WORKING DATA Block Start

PR #568, opened 2022-01-24
Fix error in pre-commit hook bash syntax and improve tests

### LINKED ISSUE #562: Pre Commit Hook Error

G00fY2:
Fixes #562 

Instead of creating a new local variable `gradle_command_exit_code` the script instead tried to set to value to the variable `$gradle_command_exit_code`.
I fixes the bad syntax and improved the tests. The tests should have actually detected this, but because the pre-commit file was read as a String (`readText()`) the contains assert check returned true because `$gradle_command_exit_code` contains `gradle_command_exit_code`. I switched the logic to `readLines()` to check if the file actually contains the exact line. By that I fixed a indentation issue caused by the nested `trimIndent()` call.

### DIFF
--- a/CHANGELOG.md
+++ b/CHANGELOG.md
@@ -13,6 +13,7 @@ and this project adheres to [Semantic Versioning](https://semver.org/).
   - ?
 
 ### Fixed
+  - Pre-commit hook syntax causing `command not found` [issue: #562](https://github.com/JLLeitschuh/ktlint-gradle/issues/562), [#568](https://github.com/JLLeitschuh/ktlint-gradle/pull/568)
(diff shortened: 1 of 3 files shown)


G00fY2:
Duplicate of #562

PR #571, opened 2022-01-27
Configure configurations as resolvable non-consumable

### LINKED ISSUE #523: Plugin breaks aar module
When ktlint plugin is applied to a module that just holds AAR artifact (via `allprojects` block), it appears to break that module's output - build complains about classes from that module missing.

Steps to reproduce: 

1. Download and assemble [KtlintAar.zip](https://github.com/JLLeitschuh/ktlint-gradle/files/7013474/KtlintAar.zip)
2. Note that build will fail
3. Go to root `build.gradle` and comment out `apply plugin` line for `ktlint`
4. Assemble again
5. Build will work

tbroyer:
Keeping the default of being consumable exposes them to
variant-aware resolution when the project is depended
upon from another project.

Also configure the configurations as non-visible for
similar reasons: those are specific to this project's
build and there's no reason to consume them from
another project.

Fix #523

### DIFF
--- a/plugin/src/test/kotlin/org/jlleitschuh/gradle/ktlint/KtlintPluginTest.kt
+++ b/plugin/src/test/kotlin/org/jlleitschuh/gradle/ktlint/KtlintPluginTest.kt
@@ -508,6 +508,51 @@ class KtlintPluginTest : AbstractPluginTest() {
         }
     }
 
+    @DisplayName("Should not leak KtLint as a variant into consuming projects")
+    @CommonTest
+    fun noLeakIntoConsumingProjects(gradleVersion: GradleVersion) {
+        project(gradleVersion) {
+            val producerDir = projectPath.resolve("producer").also { it.mkdirs() }
+            val consumerDir = projectPath.resolve("consumer").also { it.mkdirs() }
+            settingsGradle.appendText(
+                """
+
+                include ":producer"
+                include ":consumer"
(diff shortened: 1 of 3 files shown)


plugin/src/test/kotlin/org/jlleitschuh/gradle/ktlint/KtlintPluginTest.kt
```diff
@@ -508,6 +508,51 @@ class KtlintPluginTest : AbstractPluginTest() {
         }
     }
 
+    @DisplayName("Should not leak KtLint as a variant into consuming projects")
```
JLLeitschuh, line 511:
```suggestion
    /**
     * See: https://github.com/JLLeitschuh/ktlint-gradle/issues/523#issuecomment-1022522032
     */
    @DisplayName("Should not leak KtLint as a variant into consuming projects")
```

JLLeitschuh (changes requested):
Excellent!! This is exactly the cohesive contribution I appreciate! Thank you for the awesome test that so simply demonstrates this issue. Can you just add the change I suggest and then I'm happy to approve/merge this

tbroyer:
I also added a changelog entry. The branch should be opened to maintainers though, so feel free to directly make changes there.

JLLeitschuh (approved):
LGTM!

PR #573, opened 2022-03-10
Add relative option similar to CLI's --relative

pschichtel:
We use this gradle plugin in GitLab-CI and currently it always produces absolute paths which leads to broken links in the code quality report.

This PR adds the option `relative` analog to ktlint's CLI's `--relative` option, which does the same thing: Instead of outputting absolute paths in the report, the reports are made relative to the root project (ktlint make it relative to the workdir).

Currently this is only applied to the actual report file output, not the console output to still have clickable file paths in IntelliJ.

### DIFF
--- a/CHANGELOG.md
+++ b/CHANGELOG.md
@@ -6,6 +6,9 @@ The format is based on [Keep a Changelog](https://keepachangelog.com/)
 and this project adheres to [Semantic Versioning](https://semver.org/).
 
 ## [Unreleased]
+### Added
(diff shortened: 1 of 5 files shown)


pschichtel:
@JLLeitschuh just a friendly ping to make sure this PR is not accidentally overseen (I tend to miss/not receive notifications).

JLLeitschuh:
I actually did miss this, could you rebase this PR for me?

pschichtel:
@JLLeitschuh done

pschichtel:
@JLLeitschuh I see the windows check failed, but it doesn't look like that is related to this change. can you confirm?

PR #877, opened 2026-08-31
fix(chat): Stream clause deltas instead of whole lines

stickerdaniel:
A streamed reply stalls before it moves. Line chunking buffers text until a newline arrives, so a paragraph of prose produces no delta at all while the model is generating it, and the reader watches a still screen until the paragraph lands whole. Measured on a three-paragraph answer at 45 tokens/s, 1244ms passed with no update; on a single paragraph containing no newline, nothing is written until the reply ends. The presentation scheduler on the base branch paces the words inside a burst, but it cannot fill the silence before one.

Both call sites now share one constant that names the agent's own default. Omitting the option would not reach it, because the agent forwards `undefined` to the AI SDK's `smoothStream`, whose default is word chunking instead. The cost is more writes, and it is bounded by the throttle rather than by the chunk size: `DeltaStreamer.addParts` coalesces everything arriving inside one window, so the same answer costs 30 writes rather than 2 and can never exceed ten per second of generation. The guard measures the stall on newline-free prose instead of asserting the value, since the value alone says nothing about which setting stalls.

Two suites had replaced all of `@convex-dev/agent` with the calls they assert on, which failed them at load as soon as anything new was imported from it; they now use the `importOriginal` shape a third suite already used. Verified with the full unit suite, the Convex type check, and the compat check.


stickerdaniel:
Blocked on a defect this change would expose, found in cross-model review and confirmed against the sources.

The consumer requests deltas from cursor zero on every subscription update (`src/lib/chat/ui/ChatRoot.svelte:148`), and the agent component returns at most `MAX_DELTAS_PER_STREAM = 100` documents per stream (`@convex-dev/agent/src/component/streams.ts:31,67-74`). Nothing merges delta documents: `compressUIMessageChunks` only concatenates parts inside one delta, so document count equals `addDelta` count. During a stream the rendered text comes solely from those deltas (`deriveUIMessagesFromDeltas` via `src/lib/chat/ui/streaming-display.ts:54`), with no second path supplying it until the final message is saved.

At one delta per 100ms throttle window, a reply that generates for more than ten seconds exceeds 100 deltas; from there the query keeps returning the same first 100, the visible reply freezes, and the text appears in full only when generation ends. Line chunking rarely reached that count, so the limit is pre-existing but this change makes it the ordinary case for long replies.

Holding this until the cursor is advanced and pages accumulated, which is its own change and needs its own review.

stickerdaniel:
Measured, not only read. Wrote 150 deltas straight through the component into one stream, then read them back on the path `ChatRoot` uses (`listDeltas` with `cursor: 0`):

```
written:  150
returned: 100
lastEnd:  796   # delta 99 of 150
```

The query returns exactly 100 regardless of how many exist, so the rendered text stops at the 100th delta and only completes when the final message is saved. Confirms the finding above.

PR #3, opened 2020-04-27
Addition of the "endomorphism trick" in the code generation. Code is generated using Bavard now.

ThomasPiellard:
internal/: I moved around the folders and cleaned the code generation, it uses bavard now. Currently there are no command line tools to generate curves but we can add one if needed.
The code generation for the pairing is cleaned up as well, all the curve specific parts are correctly handled now (like the mulAssign for the type lineEval).

<curves>/: I added the endomorphism trick (in g1.go), it's faster than a normal scalar multiplication but require the scalar to be correctly split. It returns a chan like the multiExp.
The signature is:
```
// ScalarMulEndo performs scalar multiplication
// using the endo phi(p=(x,y))=(ux,y) where u is a 3rd root of 1,
// phi(P) = lambda*P
// u = 4002409555221667392624310435006688643935503118305586438271171395842971157480381377015405980053539358417135540939436
// lambda = 228988810152649578064853576960394133503 (128 bits)
// s1, s2 are scalars such that s1*lambda+s2 = s
// s1 on 128 bits
// s2 on 128 bits
func (p *G1Jac) ScalarMulEndo(curve *Curve, a *G1Affine, s1, s2 fr.Element) chan G1Jac
```


gbotrel:
1. Please fix CircleCI build :-) 
2. Can you find a way to have a single `ScalarMul` op. that has the same signature? And returns a points instead of a chan? Seems a bit confusing to have 2 similar APIs, one synchronous, the other not. 
3. Is splitting `s` into `s1` and `s2` costly? Is it meant to be done "on the fly" ? (if so, then I'ld prefer to have a single `ScalarMul` op, not `ScalarMulEndo`

ThomasPiellard:
Ok I'll change the signature to return a point. 

The time to find s1 and s2 is the time of a euclidean division, either we use big.Int or maybe you can add this in goff (it's why I wanted it in the first place), I expect it not to take too long... If the overall time is lower we should have only this scalar mul implemented. Do you think that I should implement it for G2 as well?

Btw I only implemented this for G1 because it's for the verifier that it might be the more useful, but it would work for G2 as well if needed. Without the time for splitting s into s1 and s2 the method is faster (by a non negligible factor).

bls377/g1.go
```diff
@@ -469,6 +486,113 @@ func (p *G1Jac) Double() *G1Jac {
...
+// u = 80949648264912719408558363140637477264845294720710499478137287262712535938301461879813459410945
+// lambda = 91893752504881257701523279626832445440 (129 bits)
+// s1, s2 are scalars such that s1*lambda+s2 = s
+// s1 on 129 bits
+// s2 on 127 bits
+func (p *G1Jac) ScalarMulEndo(curve *Curve, a *G1Affine, s fr.Element) G1Jac {
+
+	// operation using big int
+	var lambda, _s, _s1, _s2 big.Int
+	lambda.SetString("91893752504881257701523279626832445440", 10)
```
ggutoski, line 527: Why are we doing string-to-integer conversion of a constant in every single call to `ScalarMulEndo`?  (Same for line 536.)  We should hard-code this constant instead.  Even if we are stuck using `big.Int` there _must_ be a faster way to accomplish this.

Is `big.Int` really the best choice here?  Seems to me that `fr` is preferable.  Regarding your [earlier comment](https://github.com/ConsenSys/gurvy/pull/3#issuecomment-621368191): seems worth it to add Euclidean division to `goff` for use here.  Perhaps we should open a new `goff` issue for this task.

bls377/g1.go
```diff
@@ -496,6 +620,86 @@ func (p *G1Jac) ScalarMulByGen(curve *Curve, scalar fr.Element) *G1Jac {
...
+	// Store only one set T_i at a time---don't store them all!
+	var T [TSize]G1Jac // a set T_i from Bootle, the set of g^j for j in [1:2^b] for some choice of g
+	computeT := func(T []G1Jac, t0 *G1Jac) {
+		T[0].Set(t0)
+		for j := 1; j < (1<<b)-1; j = j + 2 {
+			T[j].Set(&T[j/2]).Double()
+			T[j+1].Set(&T[(j+1)/2]).Add(curve, &T[j/2])
+		}
+	}
+	return p.pippenger(curve, points, scalars, s, b, T[:], computeT)
```
ggutoski, line 663: Not part of this PR, but oh man we really need to clean up this part of multiexp.  That `computeT` parameter is ugly. 😝

bls381/notes
```diff
@@ -0,0 +1,2 @@
+- bls381: we can speed up the scalar mul < 50 , via double & add, using the endo (x, y)->(u*x, y), where u is cube root of 1
```
ggutoski, line 1: Uh, maybe put this note into a github issue and delete this file? 😉

go.sum
```diff
@@ -10,8 +10,8 @@ github.com/cespare/xxhash v1.1.0/go.mod h1:XrSqR1VqqWfGrhpAt58auRo0WTKS1nRRg3ghf
 github.com/client9/misspell v0.3.4/go.mod h1:qj6jICC3Q7zFZvVWo7KLAzC3yx5G7kyvSDkc90ppPyw=
 github.com/consensys/bavard v0.1.1 h1:sFtk3U10YO4Mt8NNCEZQhMzoQ9UMy2H5GKOx/DwNg80=
 github.com/consensys/bavard v0.1.1/go.mod h1:ffZkLPNQSN3E6u+zpArQSleJ/lsraMwKPCHQymPQJtM=
-github.com/consensys/goff v0.2.0 h1:a9nB5CGLbNXzUTflPzuqj1i96jv6vOAVbhlsEgx1nZw=
-github.com/consensys/goff v0.2.0/go.mod h1:RCji/8mD0qP8UZJCtEG4NEWD6JPwN7S4KBGvRXkVMgw=
+github.com/consensys/goff v0.2.1 h1:sBdsFEetlPpXnZJR0WtZaU6X+dDCejbHqG8M21WJtk8=
+github.com/consensys/goff v0.2.1/go.mod h1:CsKD9nM1/fD0gqJs0vRCyQ/wocVjex+wa3mVEjC6h+s=
```
ggutoski, line 14: as we discussed, please update to 0.2.2

bls377/g1.go
ThomasPiellard: Yep, we should do that in a separate branch I think...

bls377/g1.go
ThomasPiellard: It's not so bad performance wise. The algo is still faster than the normal scalar double and add. I'll for Gautam to implement euclidean division in goff, but I am not sure it's needed (at least it's not urgent for this algo).

PR #25, opened 2021-01-07
fp12: improved cyclotomicSquare

gbotrel:
see fq12.go tempalte --> removed one `MulByNonResidueInv` (cancelling with `MulByNonResidue`) and used E2 squaring (significantly faster than e2 mul) in fp4square . 

on my machine: 
```
benchmark              old ns/op     new ns/op     delta
BenchmarkPairing-8     903356        827455        -8.40%
BenchmarkPairing-8     907516        823723        -9.23%
```


yelhousni (approved):
LGTM

PR #27, opened 2021-01-08
Pairing: remove preCompute and go routines in MillerLoop

gbotrel:
@yelhousni following your recent awesome PR (#26) did some experiments and benchmarks on various architectures (x64), that confirms that for a small number of pair of points in the `Pairing` function, there is a severe penalty (specifically on `amd` platforms). 

In this PR, I just removed the go routines, the multiple `[68]lineEvaluation` (replace by a single `lineEvaluation` object) and merged the `preCompute` loop within the line evaluation / result compute loop. Did on `bn256` and `bls381`.

** If we want to deal with large number of pairs in `Pairing`, then we should probably revisit the `preCompute` strategy ** 

Here is where we're at on our reference benchmark (running on AWS z1d.3xlarge instance, with hyperthreading disabled) :

 ||mcl(ns/op)|gurvy(ns/op)|
| -------- | -------- | -------- |
|Pairing(bn256)	|478244	|489258|
|Pairing(bls381)	|676513	|707984|

For the before/after removal of go routines and precompute:

on AMD Ryzen 3700X, bn256 and bls381:
```
benchmark                  old ns/op     new ns/op     delta
BenchmarkPairing-16        717847        429341        -40.19%
BenchmarkMillerLoop-16     330055        209102        -36.65%
```
```
benchmark                  old ns/op     new ns/op     delta
BenchmarkPairing-16        1156689       644036        -44.32%
BenchmarkMillerLoop-16     517074        308647        -40.31%
```

on Intel MBP, less conclusive but not too bad:
```
benchmark                 old ns/op     new ns/op     delta
BenchmarkPairing-8        561681        546137        -2.77%
BenchmarkMillerLoop-8     253963        263012        +3.56%
```

### DIFF
--- a/bn256/pairing.go
+++ b/bn256/pairing.go
@@ -16,7 +16,6 @@ package bn256
 
 import (
 	"errors"
-	"sync"
 
 	"github.com/consensys/gurvy/bn256/internal/fptower"
 )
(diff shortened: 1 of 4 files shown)


bn256/pairing.go
```diff
@@ -122,137 +121,83 @@ func FinalExponentiation(z *GT, _z ...*GT) GT {
...
-		for i := 0; i < len(evaluations); i++ {
-			lineEvalPool.Put(evaluations[i])
-		}
-	}()
-
 	return result, nil
 }
 
-func lineEval(z *GT, l *lineEvaluation, P *G1Affine) *GT {
+func lineEval(result *GT, l *lineEvaluation, P *G1Affine) *GT {
```
yelhousni, line 194: We can maybe inline `lineEval()` as in `bls381/`, which makes the Miller Loop on a par with `develop` branch (w/ goroutines).

yelhousni (approved):
LGTM

bn256/pairing.go
yelhousni: resolved in 5ab1d22f07799ac023679d42093b265e5c1e58cb.

yelhousni:
In the last commit, I applied the same changes to `bls377`.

WORKING DATA Block End

## [TASK ITEM]
Search the records for the word "BenchmarkMillerLoop", then list every line that has it.

## [FINAL ANSWER]
BenchmarkMillerLoop-16     330055        209102        -36.65%
BenchmarkMillerLoop-16     517074        308647        -40.31%
BenchmarkMillerLoop-8     253963        263012        +3.56%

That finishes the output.